Le prossime righe sono altamente a rischio di far incazzare molte persone, per cui lasciate perdere la lettura se non avete una predisposizione al confronto. Non vi nascondo che per me il Papa è un simpatico vecchietto vestito di bianco, che all’occorrenza fa il Capo di Stato. Per me tra lui, la regina di Inghilterra e il Dalai Lama non ci sono grandi differenze: sono i capi di grandi organizzazioni.

Trovo però veramente vergognoso e meritevole di pochissimo rispetto l’atteggiamento di quella sottospecie di intellighentia che oggi popola (spesso a vanvera) il mondo dei social networks e che oggi ha presentato decine, se non centinaia di post e tweet in cui si prendevano per il culo i papa-boys e le altre persone convenute a Milano per incontrare il Santo Padre.
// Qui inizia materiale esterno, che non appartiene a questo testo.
PR #1144, opened 2025-03-02
GH1052 python 3.13 support

### LINKED ISSUE #1052: Python 3.13 support plan
Is there any roadmap for Python 3.13 support?
I ran some quick experiments on my side and it would require some package updates (python-calamine, tables, scipy).
It seems like building for 3.13 on Windows is causing issue, open to feedback.
https://github.com/loicdiridollou/pandas-stubs/actions/runs/11981847576/job/33408829249

It is failing to install `tables` on Windows due to missing a hdf5 install:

Chi vi dà il diritto di calpestare così il credo di altre persone? E’ questa la forma di libertà che andate sbandierando e di cui cercate (senza che nessuno vi abbia investito del ruolo) di fare i paladini?!? Non mi è chiaro: la libertà è solo la vostra e non quella degli altri di credere? Se quella che ho letto fosse la forma più evoluta di pensiero, siamo messi malino. Libertà è una parola grossa, spesso usata con interpretazioni bizzarre: libero chi non crede di andare al mare, libero chi crede di farsi un mazzo pazzesco per vedere il papa, nessuno è libero di mancare di rispetto ad una delle due squadre.

secondo me i papaboys hanno il diritto di fare quello che a loro pare, fino a che non invadono le libertà altrui. chi dà ad altre persone il diritto di interferire o di esprimere con superiorità (che è più arroganza) giudizi di scherno per ciò che fanno?

Io a vedere il Papa non ci andrei, ma neppure in una moschea, eppure ho rispetto di chi si inginocchia davanti alla croce, così come di coloro che si levano le scarpe per pregare il loro dio. Ne ho un po’ meno per chi in nome di un dio qualunque fa guerre, limita le libertà e imbraccia le armi, ma questo è altro argomento. L’abbiamo fatto noi occidentali nei secoli passati, oggi tentano di farlo alcuni musulmani, domani chi lo sa, ci proverà qualcun altro.

Però provo una profonda pena, ma anche un po’ di fastidio, per quei presunti simpaticoni per cui chi crede è un po’ sfigato. forse, sotto sotto, è un po’ di invidia per chi in questo deserto delle sensazioni e dei sentimenti ha ancora la forza di credere in qualcosa.